Many who read this submission are too young to have been following fishing media during the Burns Inquiry days or even for that matter the Inshore Finfish Review Stage 1 so this is a brief history as to what instigated the most recent request for Moreton Bay to be gillnet free. In 1992 Minister Ed Casey said: “Recreational fishers will be contributing directly to the cost, and administration of fisheries management under Queensland’s new Fisheries Act, the Primary Industries Minister, Ed Casey, said today. He said that starting this week a $6 rise in pleasure boat registration fees would go towards management and maintenance of the State’s valuable fisheries resources. At the same time, recreational fishing representatives will have direct input into decision-making as members of the Fisheries Policy Council, set up under the new legislation, which was passed by Parliament last month. They would also be present on the Management Advisory Committees for Queensland fisheries, and the Zonal Advisory Committees to be formed for different regions.”
That fee which is now called the Recreational Use Fee and has become $20 per registration was intended among other things to create recreational only fishing areas – there was only one ever declared. So, we still pay the fee but have no input into the decision making process and recreational fishing enhancement programs. In 2008, Fisheries Queensland underwent Stage 1 of the Inshore Finfish Review there was determined to be a review that focused primarily on the recreational sector and brought in significant changes to bag and size limits. Stage 2 of the review was to undertake a similar process with a primary focus on the commercial sector – this never eventuated.

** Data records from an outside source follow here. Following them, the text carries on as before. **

PR #734, opened 2025-03-07
WIP: Perform a two way handshake around `kernel_info_request`

DavisVaughan:
Addresses https://github.com/posit-dev/positron/issues/6344 particularly by looking closely at the message order in https://github.com/posit-dev/positron/issues/6344#issuecomment-2675438161

This addresses the fact that we could run `.Rprofile` before receiving an IOPub subscription message from Kallichore. In this case both sides of the socket have technically connected, but the Kallichore side hasn't yet sent over its IOPub subscription message, so Ark's IOPub socket ends up _dropping_ messages on the way out because no one is subscribed yet.

We already block responding to a `kernel_info_request` until R is "started up enough". What I've added is a two-way handshake where we also block the final steps of R's startup procedure (running `.Rprofile` and then entering the main repl) until we've actually received the `kernel_info_request` at all. This has the side effect of being late enough that by this point we've received the IOPub subscription message. It is a little hand wavy though because  `kernel_info_request` comes in on Shell and technically we should be waiting to hear something on IOPub (maybe we can block until we get the IOPub subscription instead?).

I've still got a good amount of thinking and clean up to do here, but...

https://github.com/user-attachments/assets/f6812522-f986-409b-a5fd-9d3c79dab962

### DIFF
--- a/crates/ark/src/interface.rs
+++ b/crates/ark/src/interface.rs
@@ -165,6 +165,8 @@ thread_local! {
 pub struct RMain {
     kernel_init_tx: Bus<KernelInfo>,
 
+    kernel_info_request_rx: Receiver<()>,
+
     kernel_request_rx: Receiver<KernelRequest>,
 
     /// Whether we are running in Console, Notebook, or Background mode.
@@ -313,6 +315,7 @@ impl RMain {
         stdin_reply_rx: Receiver<amalthea::Result<InputReply>>,
         iopub_tx: Sender<IOPubMessage>,
         kernel_init_tx: Bus<KernelInfo>,
+        kernel_info_request_rx: Receiver<()>,
         kernel_request_rx: Receiver<KernelRequest>,
         dap: Arc<Mutex<Dap>>,
         session_mode: SessionMode,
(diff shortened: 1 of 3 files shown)


crates/amalthea/src/fixtures/dummy_frontend.rs
```diff
@@ -190,6 +190,12 @@ impl DummyFrontend {
         assert_matches!(Self::recv(&iopub_socket), Message::Welcome(data) => {
             assert_eq!(data.content.subscription, String::from(""));
         });
+        // We also go ahead and handle the `ExecutionState::Starting` status that we know
+        // is coming from the kernel right after the `Welcome` message, so tests don't
+        // have to care about this.
+        assert_matches!(Self::recv(&iopub_socket), Message::Status(data) => {
+            assert_eq!(data.content.execution_state, ExecutionState::Starting);
+        });
```
DavisVaughan, line 198: The assert on `Message::Welcome` is what was failing on my local Windows machine. It should have been failing everywhere because we do try and send out `ExecutionState::Starting` first, but everywhere else we were just dropping `ExecutionState::Starting` because no one was connected yet!

PR #736, opened 2025-03-10
Expand patch renv support to renv 1.0.1 and earlier

DavisVaughan:
Addresses https://github.com/posit-dev/positron/issues/6681

This expands on https://github.com/posit-dev/ark/pull/383 where we automatically return `"n"` when we detect we are in a `readline()` in the renv autoloader. The code goes through a different code path in 1.0.1 so we need to do something different there.

- In renv 1.0.9 and up, we should never end up here
- In renv 1.0.2 to 1.0.8, we return `"n"` to escape the `renv:::ask()` call
- In renv 1.0.1 and earlier, we return `"Leave project library empty"` to escape the specific `renv:::menu()` call

I can't figure out any better way to do this due to the way renv bootstraps itself. Luckily this should be very static "patch" support since CRAN renv no longer needs anything like this.

Here is the rladies repo at least booting up now, you get no indication that you need to `restore()` but I think this is the best we can do right now.

Screenshot 2025-03-10 at 3 54 54 PM

### DIFF
--- a/crates/ark/src/interface.rs
+++ b/crates/ark/src/interface.rs
@@ -1083,15 +1083,23 @@ impl RMain {
     /// invalid `input_request` case we throw an R error and assume that it
     /// came from a `readline()` or `menu()` call during startup.
     ///
-    /// We make a single exception for preexisting renv `activate.R` scripts,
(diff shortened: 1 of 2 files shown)


lionel- (approved):
ew :)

Also in 2008 Moreton Bay Marine Park underwent a dramatic review and saw significant loss of access to fishers. The commercial sector received more than $15 million in the structural adjustment package and the recreational sector $2 million in an artificial reef package. In effect that means that there has been considerable impact on recreational fishers fishing from the shore and they have received no enhancement program or consideration of these impacts. Moreton Bay Net Free Area will attempt to redress some of those impacts in addition to the environmental impacts from gillnetting and the significant destructive impacts on local fish stocks caused by extensive localized depletions by gillnetting. According to the ABARES Report “Agriculture, Fisheries and Forestry in the Greater Brisbane region of Queensland, 2014.

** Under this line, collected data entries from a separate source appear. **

PR #737, opened 2025-03-10
Improve bindings comparisons for the variables pane

dfalbel:
This PR addresses: https://github.com/posit-dev/positron/issues/6618

The main issue is that when comparing two S4 connections objects (that include environments as attributes) we're using all the derived methods and ultimately resolving to `impl PartialEq for BindingNestedEnvironment` which always says `false` if objects have nested environments.

However, the variables pane is not trying to compare by value, but only for identity. 
This PR removes the `has_nested_environment` attribute that doesn't seem to be used anywhere and proposes that equality of Bindings are:

1. Their symbols are identical
2. Their values are identical (ie, they are pointing to the same `SEXP`)

We might want to use a different naming for this compariso, instead of overloading `eq`, let me know what you think.

### DIFF
--- a/crates/harp/src/environment_iter.rs
+++ b/crates/harp/src/environment_iter.rs
@@ -17,9 +17,11 @@ pub struct Binding {
 }
 
 #[derive(Eq, PartialEq)]
-pub enum RObjectId {
-    Cons(SEXP, Box<RObjectId>),
-    Nil,
+pub enum RObjectValueId {
+    Active(SEXP),
+    Promise(SEXP),
+    Altrep(SEXP, SEXP, SEXP),
+    Standard(SEXP),
 }
 
 pub enum BindingValue {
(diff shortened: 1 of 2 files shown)


crates/harp/src/environment_iter.rs
```diff
@@ -13,20 +11,20 @@ pub struct EnvironmentIter {
...
-// What is this used for? Do we still need it?
-// https://github.com/posit-dev/amalthea/commit/04a9fe20a48cb01c4fe2d6fe1a4dfdc0f2a186fc
-#[derive(Eq)]
-pub struct BindingNestedEnvironment {
-    pub has_nested_environment: bool,
+// Bindings are equal if their names and values are exactly the same.
+impl PartialEq for Binding {
+    fn eq(&self, other: &Self) -> bool {
+        self.name == other.name && self.value == other.value
+    }
```
lionel-, line 24: Does this do something different than the automatic derivation? If not (it looks like it), probably best to keep deriving it to avoid suggesting something special is going on.

crates/harp/src/environment_iter.rs
```diff
@@ -38,14 +36,41 @@ pub enum BindingValue {
...
         data2: RObject,
-        has_nested_environment: BindingNestedEnvironment,
     },
     Standard {
         object: RObject,
-        has_nested_environment: BindingNestedEnvironment,
     },
 }
 
+// Two binding values are equal if they are identical (ie, their SEXP's)
```
lionel-, line 45: This is a bit misleading because this notion of equality is very different to R's notion of "identical"

lionel- (commented):
> We might want to use a different naming for this compariso, instead of overloading eq, let me know what you think.

I think that's a great idea because using pointer identity for Rust's equality is confusing. It should in principle do a deep comparison, e.g. it should not matter if `1:2` is an altrep object, an integer vector, or if the address is different.

How about we create an `id()` method that returns an enum like:

```rust
    enum RObjId {
        Cons(Sexp, RObjId),
        Nil,
    }
```

This recursive type could hold any number of `SEXP` references and have equality derived. The `id()` method would build a list of sexp pointers that you can then compare with `==`.

crates/harp/src/environment_iter.rs
```diff
@@ -13,20 +11,17 @@ pub struct EnvironmentIter {
...
 }
 
-// What is this used for? Do we still need it?
-// https://github.com/posit-dev/amalthea/commit/04a9fe20a48cb01c4fe2d6fe1a4dfdc0f2a186fc
-#[derive(Eq)]
-pub struct BindingNestedEnvironment {
-    pub has_nested_environment: bool,
+#[derive(Eq, PartialEq)]
+pub enum RObjectId {
+    Cons(SEXP, Box<RObjectId>),
```
lionel-, line 21: oh I did not realise the recursion would need to be indirected like that.

Now I wonder if a Vec would have been better so there's only one pointer dereference (to get the vector's array on the heap).

The other thing that now occurs to me is that the Id should be tagged by the original type to avoid potential ambiguity when two different wrappers of the same object have the same id structure (doesn't currently seem possible though).

I think it's fine as is though, just noting these potential issues. Maybe just add a comment that the id needs to be tagged if used in more complex situations.

lionel- (approved):

dfalbel:
@lionel- I have updated the PR to avoid using the recursive type and now avoid the ambiguity with an enum of tuples of SEXP's.

lionel- (approved):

The Greater Brisbane area is a key commercial fishing area in Queensland. The coastal area contains Moreton Bay, Moreton Island, North and South Stradbroke Island.
Although the participation rate (14 per cent) of Greater Brisbane region residents in recreational fishing is much lower than in regional centres, the large population means that 37 per cent of Queensland fishers live in this region (Taylor et al 2012). Greater Brisbane residents mostly fish in south-eastern Queensland, with equal amounts of fishing effort in estuarine and coastal waters. More days are spent fishing from the shore than from boats. The most numerous species harvested by Brisbane residents were sand whiting, trumpeter whiting, yellowfin bream, tailor, dusky flathead, blue swimmer crab and mud crab.
Recreational fishing is popular in Queensland, with approximately 700,000 Queenslanders going recreational fishing, crabbing or prawning in Queensland in the 12 months prior to July 2010 (QDAFF 2013). Total expenditure in the sector is estimated to be between $350 million and $420 million in 2008–09 (DEEDI 2009). The Moreton Bay Net Free Area will have substantial benefits but not only to recreational fishers and local tourism businesses but to the coastal and marine ecosystems as well. Gill nets cause significant environmental damage. They have benthic impacts as well as significant mortality issues with undersize target species and by catch including crustaceans.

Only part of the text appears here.